Approximately 40% of marketed drugs and up to 90% of pipeline compounds are poorly water-soluble. Choosing and controlling the right solid form early—through screening, characterization, and process-ready crystallization—secures exposure and manufacturability while mitigating risks from phase changes and storage-related instability, preventing costly reformulations and keeping CMC timelines on track.
At Solitek, we reduce this risk through solid form screening and selection, rigorous solid-state characterisation, and crystallization process development, aligning the chosen form with your clinical and manufacturing needs.
Key Concepts That Govern Stability
Solid forms are not interchangeable labels; they are different states with real consequences for performance and processing. Polymorphs—distinct crystal packings of the same API—can differ in melting point, solubility, compressibility, and flow, which directly influences dose delivery and tableting. Salts leverage ionizable APIs and appropriate counter-ions to improve solubility, stability, or processability when the free base/acid falls short. When salt formation isn’t suitable, cocrystals pair the API with a neutral coformer to tune dissolution, mechanical behavior, and sometimes moisture sensitivity without altering the API’s covalent structure.
Thermodynamic vs. Kinetic Stability
Two types of stability matter and they don’t always agree. Thermodynamic stability favors the lowest-energy form under given temperature and humidity—often the form you want for long-term control. Kinetic stability, however, explains why a higher-energy (metastable) form can persist if the transformation pathway is slow. That metastable form can be strategically useful early (for exposure in tox/PK), but it demands tight controls and a clear exit plan before pivotal phases.

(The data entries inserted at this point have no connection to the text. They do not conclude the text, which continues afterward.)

PR #262, opened 2023-06-26
Add support to clean Np indexers based on account

Anandkumar26:
- When CPA is deleted, it will notify a local event to np controller.
- As part of processing local event, np controller will clear entries corresponding to the account from appliedToSGIndexer, addrSGIndexer, cloudRuleIndexer and networkPolicyIndexer.
- Remove AT/AG groups from retryQueue for the account.
- Remove groups from pendingDeleteGroups based on account.

### DIFF
--- a/pkg/controllers/networkpolicy/controller.go
+++ b/pkg/controllers/networkpolicy/controller.go
@@ -35,6 +35,7 @@ import (
 	antreav1alpha1 "antrea.io/antrea/pkg/apis/crd/v1alpha1"
 	antreav1alpha2 "antrea.io/antrea/pkg/apis/crd/v1alpha2"
 	antreanetworkingclient "antrea.io/antrea/pkg/client/clientset/versioned/typed/controlplane/v1beta2"
+	crdv1alpha1 "antrea.io/nephe/apis/crd/v1alpha1"
 	"antrea.io/nephe/pkg/cloudprovider/cloudresource"
 	"antrea.io/nephe/pkg/cloudprovider/securitygroup"
 	"antrea.io/nephe/pkg/config"
@@ -45,6 +46,7 @@ import (
 const (
 	NetworkPolicyStatusIndexerByNamespace       = "namespace"
 	addrAppliedToIndexerByGroupID               = "GroupID"
+	addrAppliedToIndexerByAccountId             = "AccountId"
 	appliedToIndexerByAddrGroupRef              = "AddressGrp"
 	networkPolicyIndexerByAddrGrp               = "AddressGrp"
 	networkPolicyIndexerByAppliedToGrp          = "AppliedToGrp"
@@ -56,7 +58,7 @@ const (
 	cloudResponseChBuffer = 50
 
 	// NetworkPolicy controller is ready to sync after it receives bookmarks from
-	// networkpolicy, addrssGroup and appliedToGroup.
+	// networkpolicy, addressGroup and appliedToGroup.
 	npSyncReadyBookMarkCnt = 3
 )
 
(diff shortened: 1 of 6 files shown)


pkg/controllers/networkpolicy/controller.go
```diff
@@ -466,7 +468,9 @@ func (r *NetworkPolicyReconciler) processLocalEvent(event watch.Event) error {
 		return r.processAppliedToGroup(event)
 	case *antreanetworking.AppliedToGroupPatch:
 		return r.processAppliedToGroup(event)
-
+	case *crdv1alpha1.CloudProviderAccount:
+		cpa := event.Object.(*crdv1alpha1.CloudProviderAccount)
+		return r.RemoveIndexerObjectsByAccount(types.NamespacedName{Name: cpa.Name, Namespace: cpa.Namespace}.String())
```
reachjainrahul, line 473: nit remove

pkg/controllers/networkpolicy/controller.go
```diff
@@ -764,3 +782,83 @@ func (r *NetworkPolicyReconciler) resetWatchers() error {
...
+	atSgs, err := r.appliedToSGIndexer.ByIndex(addrAppliedToIndexerByAccountId, namespacedName)
+	if err != nil {
+		r.Log.Error(err, "failed to get appliedToGroups from indexer", "account", namespacedName)
+	}
+	if len(atSgs) == 0 {
+		r.Log.V(1).Info("No appliedToGroups found for account", "account", namespacedName)
+	}
+	for i := range atSgs {
+		if atSgs[i] == nil {
+			continue
```
reachjainrahul, line 799: Why would this be nil?

Anandkumar26: While testing out namespace deletion, I observed a crash saying `interface is nil`.
I observed it while traversing agSgs.

Anandkumar26: When we retrieve objects using by Index, the length of the objects returned can be non-zero, yet while accessing the obj(interface), the obj(interface) can be nil. 

I tried this by deleting an object in the indexer and got all the objects using Byindex immediately. 
one of the object returned was nil.

So while retrieving objects by Index, we should check if the interface can be converted to a required object and then proceed.

pkg/controllers/networkpolicy/controller.go
```diff
@@ -764,3 +782,95 @@ func (r *NetworkPolicyReconciler) resetWatchers() error {
...
+		for _, obj := range agSgs {
+			agSg, ok := obj.(*addrSecurityGroup)
+			if !ok {
+				continue
+			}
+
+			// Remove AG group from retryQueue and pendingDeleteGroups.
+			uName := getGroupUniqueName(agSg.id.CloudResourceID.String(), true)
+			uGroupName := getGroupUniqueName(agSg.id.Name, true)
+			r.retryQueue.Remove(uName)
```
reachjainrahul, line 866: This wont work. In case of delete, we remove the item from indexer first, and then put in retry queue. So, you wont find the item for lookup in retry queue. You might have to iterate over items in the queue and delete all matching account-id.

pkg/controllers/networkpolicy/controller.go
```diff
@@ -764,3 +782,111 @@ func (r *NetworkPolicyReconciler) resetWatchers() error {
...
+
+			r.Log.V(1).Info("Deleting addressGroup from indexer", "addressGroup", agSg.id.Name)
+			if err := r.addrSGIndexer.Delete(agSg); err != nil {
+				r.Log.Error(err, "failed to delete addressGroup from indexer", "addressGroup", agSg.id.Name)
+			}
+		}
+	}
+
+	// Remove AT and AG group from retryQueue.
+	for _, item := range r.retryQueue.items {
```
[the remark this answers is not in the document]
Anandkumar26: In PendingGroup, we only store the GroupMember, so we wont be able to delete an entry based on account.

https://github.com/antrea-io/nephe/pull/262/files#diff-e370a727c5b2564b58693dfd2ff881f7df935871c0c0c806047c6613c4549c97R246

pkg/controllers/networkpolicy/controller.go
```diff
@@ -764,3 +782,119 @@ func (r *NetworkPolicyReconciler) resetWatchers() error {
...
+					r.retryQueue.Remove(uName)
+					break
+				}
+			}
+		}
+	}
+
+	for _, item := range r.pendingDeleteGroups.items {
+		group, ok := item.PendingItem.(*pendingGroup)
+		if ok && group.account == namespacedName {
```
reachjainrahul, line 893: nit: Rename to accountID for next PR, to be consistent with Retry Queue

reachjainrahul (approved):
/LGTM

Water, Solvents, and Disorder
Moisture and residual solvents reshape the landscape. Hydrates and solvates can form—or desolvate—across common processing and storage conditions, shifting mass, density, and dissolution. Amorphous or partially disordered solids often dissolve faster, which is attractive for bioavailability, yet they tend to relax or crystallize over time. Without a control strategy, that “free” performance gain can vanish mid-development.
Why Solid Forms Become Unstable
Instability rarely comes from a single culprit. Small humidity excursions can tip a system into hydrate formation or trigger a polymorphic switch; temperature cycles in transport amplify these transitions. Mechanical energy—from milling, wet granulation, or tableting—introduces lattice defects and localized heating that push a metastable phase toward conversion.
Residual solvents sometimes hide in the lattice and drift out slowly, subtly altering form or particle properties if they’re not monitored with orthogonal methods. And when the project finally leaves the lab, scale-up changes supersaturation, mixing, cooling rates, and impurity profiles; the pathway that produced your target form on grams might favor a different outcome on kilos. The root cause is often upstream: narrow early screening misses robust alternatives and creates downstream rework in preclinical formulation and tech transfer.
How Solitek Reduces Stability Risk
Form discovery designed for real processes
Our solid form screening and selection explores polymorphs, salts, and cocrystals under the stresses you’ll actually see—humidity, heat, mechanical energy, and the solvents you plan to use. The goal is not just to find a form that works in the lab, but one that survives scale-up.
Decision-grade analytics
With solid-state characterisation we combine PXRD, DSC/TGA, DVS, Raman/IR, and hot-stage microscopy to confirm identity, detect low-level transformations, and define control strategies (e.g., acceptable RH windows and packaging needs).
From stable form to stable process
In crystallization process development we translate form knowledge into seeded, reproducible protocols. We specify supersaturation control, isolation/drying windows, and engineer particle size and habit to support flow and compression—so the target form is the form you keep.
Bridge to in vivo without breaking the form
For animal studies, our early enabling formulation development creates fit-for-purpose tox/PK formulations that respect the chosen form’s stability and dissolution profile, improving exposure consistency and de-risking interpretation.
Practical Guidance You Can Apply Now
Think of stability as a set of habits rather than a checklist. Screen broadly and stress early—if wet granulation will appear later, simulate it during screening to surface conversion risks when they’re still cheap to fix. Define water management with DVS: map hydrate stability, set explicit RH limits for processing, storage, and packaging, and—if a hydrate proves most robust—adopt it while controlling stoichiometry.
Use orthogonal analytics so no signal is missed: pair phase identification (XRPD) with thermal events (DSC/TGA) and moisture-triggered changes (DVS). Engineer the pathway through seeding, mixing, and solvent exchange to favor nuclei and habits that lead to the target form, verifying with in-process sampling. And align the form with clinical intent: metastable can be useful early under tight governance; for pivotal and commercial phases, thermodynamic and processing robustness should take precedence.
Conclusion
Solid-form stability is a primary lever for reliable performance, manufacturability, and regulatory confidence. By combining targeted form screening, orthogonal characterisation, robust crystallization processes, and fit-for-purpose preclinical formulations, Solitek helps you choose the right form—and keep it right—through scale-up and into clinic.